Fort Wayne can be an example to the state how to do what is right:

 

Fort Wayne has gained recognition for being one of the most healthy economic forces of Northeast IN, and even the Midwest.  Yet, we live in a state where public education is yearly being under-funded; where our incarceration rate is the 5th highest in the country; and where the power of collective bargaining and working-class institutions have been systematically undermined.

 

A lot of the policies that are hurting working families come from the statehouse rather than City Hall. But, rather than wag our finger and wait for the statehouse to get it, Fort Wayne is uniquely poised to teach the Indiana General Assembly how to test and adapt best practices in health, safety, and economic development that match the needs of the 21st Century and will last into the future. Why? Well, for starters, no other metro area in the state of Indiana is home to both the wealthiest and poorest zip codes of the state. No other  municipality is home to the largest school district of the state. And, no other city government is about to reach of 5/4 Democratic majority by electing Audrey Davis to Council to put everyday people back at the center of decision making. 

 

It is in recognizing our weaknesses that we will grow strong:

For sometime now, we’ve heard the story from City government that we are checking all the boxes; that we are a strong city where people are generally doing very well.
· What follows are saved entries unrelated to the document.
PR #171, opened 2022-09-25
Run in Docker as User

### LINKED ISSUE #170: Run crawl as current user instead of as root
Currently, the crawler runs as root when running in Docker (though other container runtimes, like podman, use the current user).

Perhaps should look into instead creating a user based on the uid/gid of the `crawls` directory, and creating a user automatically,
very similar to what we have in:
https://github.com/webrecorder/pywb/blob/main/docker-entrypoint.sh

edsu:
This follows a [similar pattern]( https://github.com/webrecorder/pywb/blob/main/docker-entrypoint.sh) to pywb to ensure that the crawler is run as the user that owns the crawls directory. This will make sure that the files that are created will be owned by that user.

I've updated `create-login-profile.js` to use `/crawls/profiles/` instead of `/output/` as the default location to write the profile to. This simplifies the permissions issue introduced by this change, since `docker-entrypoint.sh` doesn't need to look for it. If the directory doesn't exist it will create it.

I've also updated the docs to reflect this change to profile creation, and noticed a small bug in the command line argument ordering for the profile extension example (I think that `--profile` needs to appear after `create-login-profile`).

It's possible that this could impact code that is using browsertrix-crawler, like browsertrix-cloud perhaps?

Closes #170

### DIFF
--- a/Dockerfile
+++ b/Dockerfile
@@ -40,5 +40,8 @@ RUN ln -s /app/main.js /usr/bin/crawl; ln -s /app/create-login-profile.js /usr/b
 
 WORKDIR /crawls
 
+ADD docker-entrypoint.sh /docker-entrypoint.sh
+ENTRYPOINT ["/docker-entrypoint.sh"]
+
 CMD ["crawl"]
 
--- a/README.md
+++ b/README.md
@@ -550,7 +550,7 @@ The script profile creation system also take a screenshot so you can check if th
 For example, to create a profile logged in to Twitter, you can run:
 
 ```bash
-docker run -v $PWD/crawls/profiles:/output/ -it webrecorder/browsertrix-crawler create-login-profile --url "https://twitter.com/login"
+docker run -v $PWD/crawls/profiles:/crawls/profiles -it webrecorder/browsertrix-crawler create-login-profile --url "https://twitter.com/login"
 ```
 
 The script will then prompt you for login credentials, attempt to login and create a tar.gz file in `./crawls/profiles/profile.tar.gz`.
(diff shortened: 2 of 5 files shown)


edsu:
I was able to create a profile on AppleOS. I haven't had a chance to test yet on Linux since I only have it remotely.

ikreymer:
Thanks! More testing is needed for the profile creation script, which writes to the `/output` directory instead of `/crawls`.
Perhaps it make sense to check `/output` first, then `/crawls`?
Or default to `/crawls/profiles` as the default dir for profiles?

edsu:
@ikreymer thanks yes -- I went with changing the default directory that the profile is being written to.

Dockerfile
```diff
@@ -19,6 +19,7 @@ ENV PROXY_HOST=localhost \
 WORKDIR /app
 
 ADD requirements.txt /app/
+ADD docker-entrypoint.sh /docker-entrypoint.sh
```
ikreymer, line 22: Should move this towards the end, after all the installs, to avoid rebuilding if this needs to change.

edsu: Ok, reordered!

royteeuwen:
When running the current version 0.7.0 with Rancher Desktop, I get the following exception. Any way to fix this?

groupadd: GID '20' already exists
groupmod: group 'archivist' does not exist

We are also looking into using this image on openshift, where you can't run as root. Will this feature enable that?

ikreymer:
@royteeuwen could you open another issue for this, to ensure this doesn't get lost? Do you know what container runtime you're using. openshift i believe uses podman, and we've run the crawler under podman in the past. We may need to adjust the user script, in case the user/group already exist..

ikreymer:
@royteeuwen we now have this tracked via #174

royteeuwen:
Super :)! Marten is a colleague of mine so

edsu:
If you get a chance to try the test docker image please leave a comment on that issue!

PR #173, opened 2022-10-20
Dev/issue 154 adblock

tw4l:


util/blockrules.js
```diff
@@ -225,5 +228,42 @@ class BlockRules
   }
 }
 
-module.exports.BlockRules = BlockRules;
+class AdBlockRules extends BlockRules
```
ikreymer, line 231: I wonder if it might make sense to just merge this to have a single BlockRules?
On one hand, this is cleaner, but on the other, having a single handleRequest() may remove ambiguity about what handles blocking first? I guess could go either way for now. Can also check how Playwright would handle multiple intercepted requests.

Dockerfile
```diff
@@ -27,6 +30,12 @@ ADD package.json /app/
 # to allow forcing rebuilds from this stage
 ARG REBUILD
 
+# Download and format ad host blocklist as JSON
+RUN mkdir -p /tmp/ads && cd /tmp/ads && \
```
ikreymer, line 34: Great! For now, lets keep this here rather than base image, as that way can update the block list more quickly.

Issue #11, opened 2021-02-03
Support Screenshot Creation


ikreymer:
Add option to generate screenshots, as per:
https://github.com/webrecorder/browsertrix/blob/pywb-instance/simple-driver/index.js#L177

Store in WARC records as `urn:screenshot:<timestamp>/<url>` based on previous convention.

To decide: need options for different dimensions (eg. thumbnails?), default dimensions for screenshot?  (1024x768?)

tw4l:
@ikreymer to review PR

PR #188, opened 2022-11-17
Add screenshot functionality

tw4l:
Connected to #11 

Introduces a `--screenshot` CLI option, which takes a comma-separated list of screenshot types: `view,fullPage,thumbnail`.

Thumbnails are the same size in terms of height and width as the other screenshots (1920x1080) to capture standard page layout but are taken as JPEGs at 75% quality, which are significantly smaller in terms of bytes than the pngs.

This PR also simplifies `newContext` by deprecating the command line argument and simply using page context for 1 worker and our custom window context for >1 workers. A deprecation notice has been added making it clear that the `--newContext` option has been retained but any values passed to it will be ignored.

### DIFF
--- a/util/screenshots.js
+++ b/util/screenshots.js
@@ -5,7 +5,27 @@ import * as warcio from "warcio";
 
 // ============================================================================
 
-class Screenshots {
+export const screenshotTypes = {
+  "view": {
+    type: "png",
+    omitBackground: true,
+    fullPage: false
+  },
+  "thumbnail": {
+    type: "jpeg",
+    omitBackground: true,
+    fullPage: false,
+    quality: 75
+  },
+  "fullPage": {
+    type: "png",
+    omitBackground: true,
+    fullPage: false
+  }
+};
+
+
+export class Screenshots {
 
   constructor({page, url, date, directory}) {
     this.page = page;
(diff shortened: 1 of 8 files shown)


util/screenshots.js
```diff
@@ -0,0 +1,69 @@
...
+    this.url = url;
+    this.directory = directory;
+    this.warcName = path.join(this.directory, "screenshots-" + this.id + ".warc.gz");
+    this.date = date ? date : new Date();
+  }
+
+  async take({fullPage = false, imageType = "png"} = {}) {
+    let options = {omitBackground: true, fullPage: fullPage, type: imageType};
+    let screenshotType = fullPage ? "screenshot-fullpage" : "screenshot";
+    if (imageType === "jpeg") {
```
ikreymer, line 26: Rather than the logic here, perhaps we can have just an array of settings that encapsulates all the settings:
```
{"screenshot-fullpage": {"viewport", ..., "quality": ..., }
 "thumbnail": ...
}
```
That way, will also be easy to add custom types in the future if needed?
Could just be in this file for now

util/screenshots.js
```diff
@@ -0,0 +1,69 @@
...
+}
+
+class Screenshots {
+
+  constructor({page, id, url, date, directory}) {
+    this.page = page;
+    this.id = id;
+    this.url = url;
+    this.directory = directory;
+    this.warcName = path.join(this.directory, "screenshots-" + this.id + ".warc.gz");
```
ikreymer, line 19: - We should use one WARC file per browsertrix-crawler instance, so that crawls with 1000s of pages don't result in thousands of WARC files.
- Probably should just place the WARC files in the archives/ dir, but with the `screenshots-` prefix, so that they are included in the WACZ

tw4l: I have the screenshots now being written to `archives/screenshots.warc.gz` and removed the extra logic that was previously adding warcs in the `snapshots` dir to the WACZ

util/screenshots.js
tw4l: I added discrete options objects for each screenshot type in the constructor for the class, which I think should be nice and extendable. Makes it a bit easier to grab the screenshot type rather than having to access the keys but accomplishes the same result I think. Let me know if you'd rather I change it to use an array.

util/screenshots.js
```diff
@@ -0,0 +1,84 @@
...
+class Screenshots {
+
+  constructor({page, url, date, directory}) {
+    this.page = page;
+    this.url = url;
+    this.directory = directory;
+    this.warcName = path.join(this.directory, "screenshots.warc.gz");
+    this.date = date ? date : new Date();
+
+    this.screenshotOptions = {
```
ikreymer, line 17: Can we make this an exported array / json blob and just check for the config that way?

eg.

```
export const screenshotTypes = {
"view": ...,
"thumbnail": ...
}
```
and then just check if the passed in values are one of these in params validation

Issue #74, opened 2021-07-27
Improved Crawl Log Data


ikreymer:
Determine what crawl logs should be generated to help debug crawl.
The page list (stored in `pages.jsonl`) already includes info on what pages were visited and when.
Possible additions:
- Page crawl graph data? (seed and crawl depth of each page)
- Behavior state log?
- Page resources? (which pages were each resources loaded from?)

Thinking the crawl graph data per page (seed and depth) and additional logging of behaviors would be most useful. The page resources will of course be available in the cdx.

In future, a pageId may also be added to WARC headers to be able to better map resources->page

iolantheith:
The Information you shared above is great. I have been reading all you shared here. In this you explained everything very well. If i want any further guideline we will contact you here https://newjerseyloteryresults.com/ Thanks

tw4l:
@despens it seems like the main outstanding issue from your comment is that getting TLDs from `pages.jsonl` can be difficult because of the presence of extracted full text, which seems best handled in a separate issue. I'm going to close this issue and we can track that in https://github.com/webrecorder/browsertrix-crawler/issues/203. Thanks!

PR #195, opened 2022-12-19
Improve crawler logging

tw4l:
Connected to https://github.com/webrecorder/browsertrix-crawler/issues/74

Related to https://github.com/webrecorder/browsertrix-cloud/issues/330

This PR improves browsertrix-crawler logging. Changes:

- Add Logger class with methods for info, error, warn, and debug
- Replace `console.log`, `console.warn` and `console.error` with appropriate logger methods
- Log messages as [JSON Lines](https://jsonlines.org/) with the following structure:
    - info - general:
    ```
    {"logLevel":"info","timestamp":"2022-12-21T17:58:36.114Z","context":"general","message":"Seeds","details":[{"url":"https://webrecorder.net/","include":[{}],"exclude":[],"scopeType":"prefix","sitemap":false,"allowHash":false,"maxExtraHops":1,"maxDepth":99999}]}
    ```
    - info - pageGraph:
    ```
    {"logLevel":"info","timestamp":"2022-12-21T17:58:45.601Z","context":"pageGraph","message":"Page graph data for successfully crawled page","details":{"url":"https://webrecorder.net/","seedId":0,"depth":0,"started":"2022-12-21T17:58:36.586Z"}}
    ```
    - info - behavior:
    ```
    {"logLevel":"info","timestamp":"2022-12-21T17:59:42.914Z","context":"behavior","message":"Behavior line","details":{"state":{"tweets":1,"images":3,"videos":0},"msg":"Capturing Tweet: https://twitter.com/DaleLore/status/1600896285124399104?cxt=HHwWgMCo0Y-sw7csAAAA"}}
    ```
    - error:
    ```
    {"logLevel":"error","timestamp":"2022-12-21T18:00:01.096Z","context":"general","message":"Failed to load resource: the server responded with a status of 404 (Not Found)","details":{"location":{"url":"https://webrecorder.net/2021/01/04/assets/favicon.ico"}}}
    ```
    - warn:
    ```
    {"logLevel":"warn","timestamp":"2022-12-21T18:07:22.868Z","context":"general","message":"Page Load Failed: https://docnow.io/","details":{"message":"Timeout hit: 180000"}}
    ```
- Remove puppeteer-cluster stats
- Log behaviors by default
- Amend argParser to reflect logging changes

Sample log for a page crawl of https://webrecorder.net with `--extraHops 1`: [webrecorder-sample-log-simple.txt](https://github.com/webrecorder/browsertrix-crawler/files/10280291/webrecorder-sample-log-simple.txt)

### DIFF
--- a/crawler.js
+++ b/crawler.js
@@ -23,6 +23,7 @@ import { ScreenCaster, WSTransport, RedisPubSubTransport } from "./util/screenca
 import { Screenshots } from "./util/screenshots.js";
 import { parseArgs } from "./util/argParser.js";
 import { initRedis } from "./util/redis.js";
+import { Logger } from "./util/logger.js";
 
 import { getBrowserExe, loadProfile, chromeArgs, getDefaultUA, evaluateWithCLI } from "./util/browser.js";
 
@@ -46,6 +47,13 @@ const behaviors = fs.readFileSync(new URL("./node_modules/browsertrix-behaviors/
 // ============================================================================
 export class Crawler {
   constructor() {
+    const res = parseArgs();
+    this.params = res.parsed;
+    this.origConfig = res.origConfig;
+
+    const debugLogging = this.params.logging.includes("debug");
+    this.logger = new Logger(debugLogging);
+
     this.headers = {};
     this.crawlState = null;
 
@@ -63,23 +71,17 @@ export class Crawler {
 
     this.userAgent = "";
 
-    const res = parseArgs();
-    this.params = res.parsed;
-    this.origConfig = res.origConfig;
-
     this.saveStateFiles = [];
     this.lastSaveTime = 0;
-    this.saveStateInterval = this.params.saveStateInterval * 1000;
-
-    this.debugLogging = this.params.logging.includes("debug");
+    this.saveStateInterval = this.params.saveStateInterval * 1000;    
 
     if (this.params.profile) {
-      this.statusLog("With Browser Profile: " + this.params.profile);
+      this.logger.info(`With Browser Profile: ${this.params.profile}"`);
     }
 
     this.emulateDevice = this.params.emulateDevice;
 
-    this.debugLog("Seeds", this.params.scopedSeeds);
+    this.logger.info("Seeds", this.params.scopedSeeds);
 
     this.captureBasePrefix = `http://${process.env.PROXY_HOST}:${process.env.PROXY_PORT}/${this.params.collection}/record`;
     this.capturePrefix = process.env.NO_PROXY ? "" : this.captureBasePrefix + "/id_/";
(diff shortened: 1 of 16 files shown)


ikreymer:
Great! We probably want the actual logs to be on a single line, right?
And then converting all existing logging to use the format (no more random lines of text in the output!)

tw4l:
> Great! We probably want the actual logs to be on a single line, right?

Yup! Printing each json-l object on its own line is just a matter of passing an option to `util.inspect`, which the latest commit shows :)

Turning my attention to those random lines now - for the child_processes we can probably just add some handlers to capture the output and then write it to the logs via the logger object.

ikreymer:
Wonder if we should readd the puppeteer cluster stats, or at least something similar, with maybe a context of "crawlState" that would include some of the stats that it printed, mainly: crawled pages, total pages, list of current pages?
This is obtainable from the crawl state object, similar to what puppeteer cluster does. The other data there (cpu, time  estimates) is not that accurate so probably don't need to include that.
Do we want to be able to filter by the different types of info here? Or make another level, such as 'verbose' that would include this? Hm

ikreymer:
Some other things to decide also, what should be the default for command-line usage, vs the default for running in browsertrix cloud. For example, the crawlState maybe we want to have printed periodically (like puppeteer-cluster) when running via command-line, but may be redundant when running in the cloud since that data will be available via the UI..
Also wondering about JS errors, and we should treat them separately (eg. under verbose level), as user may not necessarily want to see them..

tw4l:
Hm, good points! It seems like maybe the simplest thing to do would be to add `stats` (new implementation per @ikreymer 's note above without CPU and time estimate and with `crawlState` context) and `jserrors` back to the `--logging` CLI open, and include `stats` by default.

That keeps it more similar to the previous API and seems more configurable than a single `verbose` option - e.g. Browsertrix Cloud can simply omit the `stats` option.

tw4l:
Updated logging examples.

Domain crawl of https://bitarchivist.net, default `--logging` options, with new crawl statistics implementation:
[logging-stats-default.txt](https://github.com/webrecorder/browsertrix-crawler/files/10386337/logging-stats-default.txt)

Domain crawl of https://bitarchivist.net, with `--logging jserrors`:
[logging-jserrors-no-stats.txt](https://github.com/webrecorder/browsertrix-crawler/files/10386343/logging-jserrors-no-stats.txt)

tw4l:
One last detail: the outputs of thrown `Error`s won't be formatted as JSON as they break execution.

@ikreymer what would you think about replacing the few thrown `Error`s with a method to log the error message and then quit execution - perhaps `Logger.fatalError()`?

tw4l:
I implemented `Logger.fatal()` in https://github.com/webrecorder/browsertrix-crawler/pull/195/commits/025625b11ece8ec1a3a5b69dcaad14c649b0c673. There might be room for improvement eventually with trying to quit more gracefully, but this at least ensures that all stdout should be formatted in JSON and gives the user a clear idea why a crawl failed.

ikreymer (approved):
Looks great, the new fatal logging before exit is a great to have as well1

But this narrative simply does not ring true for the thousands of residents who still struggle to find public housing due to having a criminal record; will have to continue working a second job even as a nurse or teacher due to rising cost of living and low salaries; or have to chose between rent and groceries some montages due to the dwindling amount of affordable housing in our city. While recognizing our assets is a critical place to start for growth, Audrey will also unapologetically bring to her analysis a fair critique of the power imbalances, and the public choices to put profit over people, that have allowed the realities to be the case in Fort Wayne.

 

Relational leadership is the only way to maintain transformative change:

 

Audrey’s seat on council will only allow her to be as bold as the depth and breadth of the stories and experiences she’s exposed to through listening to vulnerable families, young and curious entrepreneurs, and tried and tested neighborhood leaders. That's why, when she’s elected, she will publish her monthly calendars so that you know where she is spending her time and will work with new and existing leaders in each of the 4 municipal districts to hold quarterly town halls, where local concerns and anticipated needs can be honestly wrestled with and incorporated in that year’s priorities. 

 

Why I'm Your Candidate:

 

If you are satisfied with how things are moving in Fort Wayne, I'm not one of the three City Council at Large candidates for whom you should vote. Our hunch is that in order for Fort Wayne to become a place where everyone has access to health, safety, and economic dignity, we need compassionate leadership who has a track record of standing with the communities often left out of the decision making process, testing new ideas and building consensus through conflict. Perhaps no other name frustrates our opposition and comforts a growing majority of Fort Wayne residents than Audrey Davis. Davis will Deliver.